Obama’s White House Women’s and Girls’ Council Is Coming

President Obama will officially create a White House Council on Women and Girls tomorrow, Wednesday, March 11. But don't call it a symbolic gesture - this has the potential to be way more than that.

President Obama will sign an executive order tomorrow establishing the White House Women’s and Girls’ Council.

The council will address a range of issues affecting women and girls in the United States and will be chaired by Valerie Jarrett, an advisor to Obama. 

President Obama today signed an Executive Order creating the White House Council on Women and Girls.

According to a memo obtained by the Washington Post

"The mission of the Council will be to provide a coordinated federal response to the challenges confronted by women and girls to ensure that all Cabinet and Cabinet-level agencies consider how their policies and programs impact women and families…"

These challenges include pay equity and, as CNN.com put it, "the balancing act working mothers face." The office is Obama’s attempt to ensure that key issues affecting women and girls in this country remain front and center in the White House. 

And while The Washington Post’s take is that since Obama has two daughters and a wife and was elected with a large percentage of the overall female vote he has both personal and political reasons to create this office, I’m banking on less political/cynical reasoning for doing what he did. 

Clearly, establishing this office is the right thing to do.
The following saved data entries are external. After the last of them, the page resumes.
PR #546, opened 2019-10-06
KOTORBASE: Add SwitchPlayerCharacter nwscript method

Nostritius:
This PR implements the SwitchPlayerCharacter nwscript method. It allows the switch in the kotor2 prologue from the main character to T3M4. I hope, i did everything right, concerning object creation and destruction.


DrMcCoy:
Apparently not, since it invokes UB :P

sanitizer log here: https://gist.github.com/DrMcCoy/94d189fb6136cf2f5e5316dde6fdaaa3

src/engines/kotorbase/module.cpp
```diff
@@ -179,6 +180,26 @@ Creature *Module::getPC() {
 	return _pc;
 }
 
+void Module::switchPC(unsigned int index) {
+	if (!_partyController.isAvailableCreature(index))
+		throw Common::Exception("%u is not an available npc id", index);
+
+	Creature *newPC = createCreature(_partyController.getAvailableNPCTemplate(index));
+	ObjectMan.registerObject(newPC);
```
seedhartha: Object registration is handled automatically when the object is created and destroyed. See https://github.com/xoreos/xoreos/blob/90003390a2c8b908335e90517e6580142e3b4a49/src/engines/kotorbase/object.cpp#L54

src/engines/kotorbase/module.cpp
```diff
@@ -179,6 +180,26 @@ Creature *Module::getPC() {
...
+	int oldLeaderID = _partyController.getPartyLeaderID();
+
+	Creature *oldPC = _partyController.getPartyLeader();
+	_partyController.setPartyLeader(index);
+	_partyController.removePartyMember(oldLeaderID);
+	_pc = newPC;
+	notifyPartyLeaderChanged();
+
+	_area->removeObject(oldPC);
+	removeObject(*oldPC);
```
seedhartha: `Module::removeObject` is called implicitly in `Area::removeObject`. See https://github.com/xoreos/xoreos/blob/90003390a2c8b908335e90517e6580142e3b4a49/src/engines/kotorbase/area.cpp#L872

src/engines/kotorbase/module.cpp
```diff
@@ -179,6 +180,26 @@ Creature *Module::getPC() {
...
+void Module::switchPC(unsigned int index) {
+	if (!_partyController.isAvailableCreature(index))
+		throw Common::Exception("%u is not an available npc id", index);
+
+	Creature *newPC = createCreature(_partyController.getAvailableNPCTemplate(index));
+	ObjectMan.registerObject(newPC);
+	_partyController.addPartyMember(index, newPC);
+	int oldLeaderID = _partyController.getPartyLeaderID();
+
+	Creature *oldPC = _partyController.getPartyLeader();
```
seedhartha: Player character will not always be the party leader. Maybe we should modify `Module::_pc` instead?

Nostritius:
The double free should now be fixed. About the use of _pc, I'm unsure. Can _pc be considered the player generated character or the currently controlled character and therefore being equal to the party leader?

seedhartha:
Currently, Player Character and Party Leader are two separate roles, which may or may not be represented by a single object. PC is instantiated once per module (`Module::loadPC()`), while the party leader a.k.a. currently controlled character, is a changing reference to either the PC or one of the party members. SwitchPlayerCharacter should probably recreate the PC object (`Module::_pc`), regardless of his status in the party, while persisting `Module::_pcInfo` and `Module::_chargenInfo` of the original PC.

DrMcCoy:
Yeah, I guess we have *three* separate concepts here, in the KotOR games.

1. The originally created player character
2. The current player character, which can be different when the game switches to another POV (during the tutorial, for example)
3. The party leader

Maybe we should call 1. something else, and keep that around permanently too. Especially because we need to remember the inventory and other things that might modify this entitiy during gameplay.

Module::_pc would then be pointer or copy of this entity (again, maing sure to keep everything in sync).

DrMcCoy:
The crash is gone, btw. But skipping the prologue doesn't work now:

```
WARNING: Failed running dialog script "a_end_001"
    Because: Failed running engine function "SwitchPlayerCharacter" (11)
    Because: 4294967295 is not an available npc id
```

Also, maybe we should investigate how the original keeps track of the original PC first?

DrMcCoy:
Just to make sure, this is still currently blocked by us not really knowing how this should be implemented, right?

Might be worth waiting to see what seedhartha will do in his reone project there :P

Nostritius:
Yes, I'm still not sure how to best realize this.

PR #547, opened 2019-10-12
KOTORBASE: Script parameters in dialogues

Nostritius:
This PR implements scripting parameters for kotor2 dialogues which enable to play the real prologue dialogue.


src/engines/kotorbase/gui/dialog.cpp
```diff
@@ -56,6 +56,14 @@ DialogGUI::DialogGUI(Module &module) :
...
 	try {
 		_dlg.reset(new Aurora::DLGFile(name, owner));
+		_dlg->setParameterCallback(
+				std::bind(
+						&DialogGUI::callbackParameter,
+						this,
+						std::placeholders::_1,
+						std::placeholders::_2
+				)
+		);
```
DrMcCoy: Hmmm.. I'm not so sure about that.

Shouldn't the parameters belong to the script, and as such be a property of `Aurora::NCSFile` that can be set and queried?

That would get rid of the need to add a callback there. And I also kind want to add any external state to a script that can be overwritten by another script. (In the future, I think we will need to run several scripts somewhat in parallel, at least for the heartbeat scripts?)

Nostritius:
I have changed it now, so that the parameters are a part of the NCSFile Object and are accessed from that.

DrMcCoy:
Merged, thanks! :)

PR #548, opened 2019-10-16
BUILD: Add arm64 build and exclude osx from it

Nostritius:
After i realized, that travis now offers the possibility to build for arm, i added some extensions to the travis file to build all linux targets for arm64.

### DIFF
--- a/.travis.yml
+++ b/.travis.yml
@@ -10,18 +10,24 @@ os:
   - linux
   - osx
 
+arch:
+  - amd64
+  - arm64
+
 env:
   global:
     # The next declaration is the encrypted COVERITY_SCAN_TOKEN, created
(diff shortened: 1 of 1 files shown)


DrMcCoy:
Oh, nice. But you also need to make sure Coverity Scan doesn't trigger for arm builds. I.e. you need to add that to the `coverity_scan_run_condition`.

Nostritius:
I've added now a condition to the coverity scan to only compile with x86_64 architecture

DrMcCoy:
Merged, thanks! :)

DrMcCoy:
Oh, btw, can you do that for xoreos-tools and phaethon as well, please?

Nostritius:
Of course, i will do so

PR #549, opened 2019-10-27
ACTIONSCRIPT: Time and interval handling

Nostritius:
This PR enables time and interval handling in the actionscript engine with an abstract interface and implements this in the newly introduces eclipse engine.


Nostritius:
@jdm Thanks for the hint, i fixed that one

PR #30, opened 2022-12-19
Use updated image names for wheel workflows

sevagh:
The wheels workflow were using some bad image names:
* Having the architecture in the image name (or tag name), vs. using platform/arch tag features of docker to use the native architecture of the runner host
* Using an unspecified implicit `:latest` instead of an explicit tag
* Lack of detail of the image (which OS, which CUDA version, etc.)

I have since overhauled the naming scheme for wheel-related images; for example, `cibuildwheel_x86_64:latest` is replaced with its more informative new name, `cibuildwheel:cuda-runtime-11.5.1-ubuntu18.04`.

It was tested to build cuDF (testing both the pure and manylinux workflows):
https://github.com/rapidsai/pypi-wheel-scripts/actions/runs/3733934876 
(this is a custom cuDF build job that points to this branch)

This is a small PR to ensure that existing wheels using `@main` don't break when I clean up the old invalid image names. 

The goal is to cleanly support CUDA 11 and 12 in 23.02, by having the CTK version in the image name. There will be a bigger 23.02 PR which will encompass bigger wheel workflow changes.

### DIFF
--- a/.github/workflows/wheels-manylinux.yml
+++ b/.github/workflows/wheels-manylinux.yml
@@ -57,11 +57,11 @@ on:
       manylinux-container-amd64:
         required: false
         type: string
-        default: "rapidsai/manylinux2014_x86_64"
+        default: "rapidsai/manylinux2014:cuda-devel-11.5.1-centos7"
       manylinux-container-arm64:
         required: false
         type: string
-        default: "rapidsai/manylinux_2_31_aarch64"
+        default: "rapidsai/manylinux_2_31:cuda-devel-11.5.1-ubuntu20.04"
       auditwheel-repair-command-amd64: # hint: use 'cp {wheel} {dest_dir}' to skip repairing
         required: false
         type: string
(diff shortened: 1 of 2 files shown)


ajschmidt8 (approved):
I see some discrepancies in the Ubuntu version used.

e.g. `rapidsai/cibuildwheel:cuda-runtime-11.5.1-ubuntu18.04` vs. `rapidsai/cibuildwheel:cuda-runtime-11.5.1-ubuntu20.04`.

Not sure if that's intentional or not, but figured I'd call it out. Otherwise, LGTM!

sevagh:
These are intentional discrepancies, related to the manylinux environments where we build wheels, and how it influences where we can test wheels:

* x86_64 wheels are built on CentOS 7 and tested on Ubuntu 18.04 (libc 2.17 for building, libc 2.27 for testing)
* aarch64 wheels are built on Ubuntu 20.04 and tested on Ubuntu 20.04 (libc 2.31 for building and testing)

The total effect is a patchwork of different images available on different architectures, summarized in the cibuildwheel-imgs README:
<https://github.com/rapidsai/cibuildwheel-imgs#cibuildwheel-imgs>

PR #31, opened 2022-12-31
Add shared job to check `pr-builder` job dependencies

ajschmidt8:
This PR adds a new check to run `rapids-check-pr-job-dependencies`.

Details on what that script does and why it's needed can be found below.

- https://github.com/rapidsai/gha-tools/pull/30

Additionally, the PR consolidates some checks that aren't likely to fail very often (e.g. `size-checker` and this new `pr-job-dependencies` check) into a new job called `other-checks`.

### DIFF
--- a/.github/workflows/checks.yaml
+++ b/.github/workflows/checks.yaml
@@ -24,8 +24,7 @@ on:
         required: false
 
 jobs:
-  check-size:
-    if: ${{ inputs.enable_check_size }}
+  other-checks:
     runs-on: ubuntu-latest
     container:
       image: rapidsai/ci:latest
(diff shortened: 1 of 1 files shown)


bdice (approved):

ajschmidt8:
I've tested this script locally, but I want to test it in a PR before we merge it.

ajschmidt8:
I tested these changes successfully in https://github.com/rapidsai/rmm/pull/1185.

I've consolidated the `size-checker` and this new `pr-job-dependencies` check into a new `other-checks` job.

This will ensure that the existing number of checks on PRs doesn't grow as a result of these changes.

I think there's value in having `check-style` and `check-generated-files` as their own jobs since it lets users see if the status of those checks directly from the PR page (without having to click into the GH Action job for more details).

For checks that aren't likely to fail often (e.g. `size-checker`, `pr-job-dependencies`), I think it's fine to consolidate them into this new `other-checks` job.

@bdice, thoughts?

bdice:
Good enough for me! I would have consolidated the dependencies generated files as well, since it only takes a couple clicks to see the failing step. Either way is fine.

It’s the right thing to do for women and girls in this country, sure, but more than that it’s the right thing to do for this country. The issues that affect women and girls primarily, affect everyone ultimately. Pay equity? Pay discrimination is harmful not just to women but to the families that rely on that paycheck regardless of whether it’s a single or two parent family. Work-life balance for working women? We’ve certainly set up a society in which there is no balance – unsupportive professional environments for mothers  who want to return to work after the birth of a child, lack of support for nursing mothers, unaffordable child care, and more. These challenges create a ripple effect where we all end up paying for our country’s refusal to address these so-called "women’s issues."

Hopefully, this is not, as Chris Cillizza writes in The Fix, simply a "symbolic" gesture for those close to the President and for the women who voted for him but a concrete manifestation of Obama’s understanding that, as Martin Luther King, Jr. said, inequality anywhere is a threat to equality everywhere. The establishment of a White House Council for Women and Girls signals, to me, a new approach to understanding how to remedy the inequities that exist, still, for women and girls in this country.